◆ Action item
Go through the data below. List every line that holds the word "Implemented".

◆ Task input

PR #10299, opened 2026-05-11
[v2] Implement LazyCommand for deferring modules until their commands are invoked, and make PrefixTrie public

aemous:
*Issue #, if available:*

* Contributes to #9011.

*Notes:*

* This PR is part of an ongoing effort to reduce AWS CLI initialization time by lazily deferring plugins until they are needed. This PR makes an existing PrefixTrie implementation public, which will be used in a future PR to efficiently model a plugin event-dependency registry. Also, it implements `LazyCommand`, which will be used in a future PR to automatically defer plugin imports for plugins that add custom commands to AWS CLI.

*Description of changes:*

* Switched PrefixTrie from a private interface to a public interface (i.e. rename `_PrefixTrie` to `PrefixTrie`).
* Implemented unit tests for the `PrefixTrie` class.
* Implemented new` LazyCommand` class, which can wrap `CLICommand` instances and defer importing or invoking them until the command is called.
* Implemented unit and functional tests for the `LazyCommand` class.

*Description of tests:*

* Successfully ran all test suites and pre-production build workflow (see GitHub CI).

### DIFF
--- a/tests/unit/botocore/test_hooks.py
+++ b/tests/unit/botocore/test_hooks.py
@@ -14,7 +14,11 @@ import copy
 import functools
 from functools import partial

◆ Response for this exercise
* Implemented unit tests for the `PrefixTrie` class.
* Implemented new` LazyCommand` class, which can wrap `CLICommand` instances and defer importing or invoking them until the command is called.
* Implemented unit and functional tests for the `LazyCommand` class.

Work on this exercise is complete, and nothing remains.